Background: Limited information is available on the health-care utilization of hospitalized patients with community-acquired pneumonia (CAP) depending on the location of care. Our aim was to compare the clinical characteristics, etiologies, and outcomes of patients with CAP who were admitted to the ICU with those admitted who were to the ward service. Methods: A retrospective cohort study, at two tertiary teaching hospitals, one of which was a Veterans Affairs hospital, and the other a county hospital. Eligible subjects had been admitted to the hospital with a diagnosis of CAP between January 1, 1999, and December 31, 2001, had a confirmatory chest radiograph, and a hospital discharge International Classification of Diseases, ninth revision, diagnosis of pneumonia. Subjects were excluded from the study if they had designated "comfort measures only" or had been transferred from another acute care hospital or were nursing home patients. Bivariate and multivariable analysis evaluated 30-day and 90-day mortality as the dependent measures. Results: Data were abstracted on 730 patients (ICU, 145 patients; wards, 585 patients). Compared to ward patients, ICU patients were more likely to be male (p = 0.001), and to have congestive heart failure (p = 0.01) and COPD (p = 0.01). ICU patients also had higher mean pneumonia severity index scores (112 [SD, 35] vs 83 [SD, 30], respectively; p = 0.02).

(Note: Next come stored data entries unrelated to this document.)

PR #1748, opened 2023-06-22
[fix][AB-776] crash fix for file descriptors more than 1024

oShcherbininSuper:


zoobibackups:
this is a possible fix for it. we are struggling on this for more then 2 months. but have  no support . @oShcherbininSuper  can you help with us.

PR #1765, opened 2023-06-29
libipsec: Fix routing issue if no local address is within src ts

boisletterink:
Fixes a problem installing traps for source traffic selectors which do not contain/match any of the local addresses.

Patients admitted to the ICU had a longer mean length of hospital stay (12 days [SD, 10 days] vs 7 days [SD, 17 days], respectively; p = 0.07), and a higher 30-day mortality rate (23% vs 4%, respectively; p < 0.001) and 90-day mortality rate (28% vs 8%, respectively; p < 0.001) compared to ward patients. Conclusions: ICU patients present with more severe disease and more comorbidities. ICU patients stay longer in the hospital and have a much higher mortality rate when compared to ward patients. Management strategies should be designed to improve clinical outcomes in ICU patients.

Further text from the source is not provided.